PROBLEM STATEMENT: Among the lines below, some may hold the word "keep"; state how many do, giving only the number.

== GIVEN INFORMATION

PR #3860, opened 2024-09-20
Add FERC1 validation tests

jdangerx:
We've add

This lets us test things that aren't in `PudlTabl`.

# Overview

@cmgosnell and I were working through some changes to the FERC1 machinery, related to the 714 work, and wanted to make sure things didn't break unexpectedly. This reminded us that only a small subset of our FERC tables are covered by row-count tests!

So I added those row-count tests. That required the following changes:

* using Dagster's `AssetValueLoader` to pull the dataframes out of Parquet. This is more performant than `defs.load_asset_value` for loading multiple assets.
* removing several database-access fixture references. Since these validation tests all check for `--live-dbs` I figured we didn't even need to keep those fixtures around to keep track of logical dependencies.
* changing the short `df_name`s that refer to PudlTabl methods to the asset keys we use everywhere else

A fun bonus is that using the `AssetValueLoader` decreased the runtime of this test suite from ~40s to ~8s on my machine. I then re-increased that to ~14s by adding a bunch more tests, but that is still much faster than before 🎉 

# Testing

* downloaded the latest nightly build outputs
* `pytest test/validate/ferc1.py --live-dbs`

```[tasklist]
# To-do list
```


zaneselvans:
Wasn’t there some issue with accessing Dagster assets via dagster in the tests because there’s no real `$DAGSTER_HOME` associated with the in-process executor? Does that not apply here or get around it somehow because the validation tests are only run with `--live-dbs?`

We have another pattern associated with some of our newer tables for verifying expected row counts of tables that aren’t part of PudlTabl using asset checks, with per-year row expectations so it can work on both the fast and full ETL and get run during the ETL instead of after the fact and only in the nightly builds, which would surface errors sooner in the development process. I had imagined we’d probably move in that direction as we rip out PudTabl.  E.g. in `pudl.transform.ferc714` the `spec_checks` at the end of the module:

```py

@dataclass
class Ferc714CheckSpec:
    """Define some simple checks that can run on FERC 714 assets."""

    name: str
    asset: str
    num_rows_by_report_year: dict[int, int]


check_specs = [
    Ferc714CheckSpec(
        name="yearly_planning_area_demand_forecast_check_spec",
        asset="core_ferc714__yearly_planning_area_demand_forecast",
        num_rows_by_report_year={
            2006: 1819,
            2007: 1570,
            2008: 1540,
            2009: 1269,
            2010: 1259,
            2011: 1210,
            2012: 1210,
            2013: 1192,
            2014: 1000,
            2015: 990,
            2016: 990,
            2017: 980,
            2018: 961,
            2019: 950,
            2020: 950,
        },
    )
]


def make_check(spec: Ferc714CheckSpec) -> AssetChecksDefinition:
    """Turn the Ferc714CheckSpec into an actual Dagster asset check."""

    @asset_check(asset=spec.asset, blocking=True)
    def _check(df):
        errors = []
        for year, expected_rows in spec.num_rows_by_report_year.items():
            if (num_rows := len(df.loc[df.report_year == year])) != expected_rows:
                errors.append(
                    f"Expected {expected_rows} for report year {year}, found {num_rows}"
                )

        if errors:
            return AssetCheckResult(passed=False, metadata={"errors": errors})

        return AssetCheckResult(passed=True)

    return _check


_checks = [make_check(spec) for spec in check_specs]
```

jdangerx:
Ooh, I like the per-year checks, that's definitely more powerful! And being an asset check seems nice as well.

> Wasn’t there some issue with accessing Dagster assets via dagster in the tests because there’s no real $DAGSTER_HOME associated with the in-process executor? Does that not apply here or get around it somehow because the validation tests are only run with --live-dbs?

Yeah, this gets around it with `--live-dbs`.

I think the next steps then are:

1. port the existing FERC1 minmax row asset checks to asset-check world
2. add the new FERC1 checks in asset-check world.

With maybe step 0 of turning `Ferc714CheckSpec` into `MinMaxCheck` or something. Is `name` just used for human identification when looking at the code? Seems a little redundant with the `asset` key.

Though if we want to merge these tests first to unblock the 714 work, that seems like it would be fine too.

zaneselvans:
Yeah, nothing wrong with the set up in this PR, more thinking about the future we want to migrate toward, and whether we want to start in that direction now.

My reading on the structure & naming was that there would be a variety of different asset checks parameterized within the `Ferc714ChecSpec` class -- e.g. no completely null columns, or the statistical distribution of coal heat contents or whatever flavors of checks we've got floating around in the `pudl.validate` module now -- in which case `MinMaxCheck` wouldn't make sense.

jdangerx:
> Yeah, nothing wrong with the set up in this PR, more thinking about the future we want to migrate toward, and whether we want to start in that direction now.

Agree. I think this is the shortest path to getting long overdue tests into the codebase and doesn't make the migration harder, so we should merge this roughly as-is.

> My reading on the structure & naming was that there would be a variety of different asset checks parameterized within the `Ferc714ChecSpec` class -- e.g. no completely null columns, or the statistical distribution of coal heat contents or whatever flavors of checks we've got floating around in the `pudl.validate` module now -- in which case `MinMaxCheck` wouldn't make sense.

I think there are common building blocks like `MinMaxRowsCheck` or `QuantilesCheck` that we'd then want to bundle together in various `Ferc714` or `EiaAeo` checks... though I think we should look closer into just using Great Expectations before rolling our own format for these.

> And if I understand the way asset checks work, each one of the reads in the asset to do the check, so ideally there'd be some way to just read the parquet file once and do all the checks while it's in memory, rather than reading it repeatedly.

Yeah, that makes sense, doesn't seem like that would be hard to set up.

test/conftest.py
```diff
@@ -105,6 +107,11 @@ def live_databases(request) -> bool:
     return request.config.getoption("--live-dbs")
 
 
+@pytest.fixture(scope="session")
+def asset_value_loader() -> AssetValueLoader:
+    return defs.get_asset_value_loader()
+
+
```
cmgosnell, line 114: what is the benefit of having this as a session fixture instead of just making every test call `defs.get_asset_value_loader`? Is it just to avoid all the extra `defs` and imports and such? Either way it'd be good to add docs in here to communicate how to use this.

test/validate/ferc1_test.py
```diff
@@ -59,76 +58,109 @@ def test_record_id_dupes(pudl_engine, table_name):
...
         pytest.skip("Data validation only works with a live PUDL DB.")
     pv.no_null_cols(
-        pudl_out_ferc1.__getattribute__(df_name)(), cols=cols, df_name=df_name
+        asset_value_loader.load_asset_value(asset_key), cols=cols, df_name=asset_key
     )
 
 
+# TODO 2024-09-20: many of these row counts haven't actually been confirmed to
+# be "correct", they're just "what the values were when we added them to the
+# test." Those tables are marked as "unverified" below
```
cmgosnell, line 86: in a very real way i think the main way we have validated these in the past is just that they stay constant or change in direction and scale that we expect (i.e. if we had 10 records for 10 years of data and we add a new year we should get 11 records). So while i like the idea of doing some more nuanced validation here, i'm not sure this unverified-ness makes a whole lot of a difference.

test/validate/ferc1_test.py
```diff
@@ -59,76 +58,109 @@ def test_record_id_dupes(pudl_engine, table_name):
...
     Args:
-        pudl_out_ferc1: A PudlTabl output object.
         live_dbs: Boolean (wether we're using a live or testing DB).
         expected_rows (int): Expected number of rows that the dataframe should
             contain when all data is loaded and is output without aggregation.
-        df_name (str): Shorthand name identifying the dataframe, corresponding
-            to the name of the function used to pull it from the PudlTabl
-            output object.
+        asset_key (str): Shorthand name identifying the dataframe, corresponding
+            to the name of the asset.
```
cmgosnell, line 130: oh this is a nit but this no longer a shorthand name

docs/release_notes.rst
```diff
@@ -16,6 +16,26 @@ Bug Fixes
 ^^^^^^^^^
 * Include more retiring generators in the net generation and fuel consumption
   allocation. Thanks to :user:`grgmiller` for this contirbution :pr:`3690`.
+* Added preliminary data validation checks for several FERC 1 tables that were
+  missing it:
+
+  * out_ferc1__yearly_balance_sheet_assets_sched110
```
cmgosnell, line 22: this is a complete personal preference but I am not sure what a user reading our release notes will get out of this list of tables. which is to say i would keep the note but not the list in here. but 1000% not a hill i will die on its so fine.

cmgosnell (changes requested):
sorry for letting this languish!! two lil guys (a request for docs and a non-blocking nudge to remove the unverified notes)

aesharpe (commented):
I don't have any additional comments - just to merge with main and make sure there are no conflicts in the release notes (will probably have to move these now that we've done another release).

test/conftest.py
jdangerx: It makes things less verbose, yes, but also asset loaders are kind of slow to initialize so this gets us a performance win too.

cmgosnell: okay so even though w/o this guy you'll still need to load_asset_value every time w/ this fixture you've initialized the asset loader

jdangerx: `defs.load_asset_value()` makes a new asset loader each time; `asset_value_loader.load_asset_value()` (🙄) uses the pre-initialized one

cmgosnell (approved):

====

WRITTEN ANSWER: 2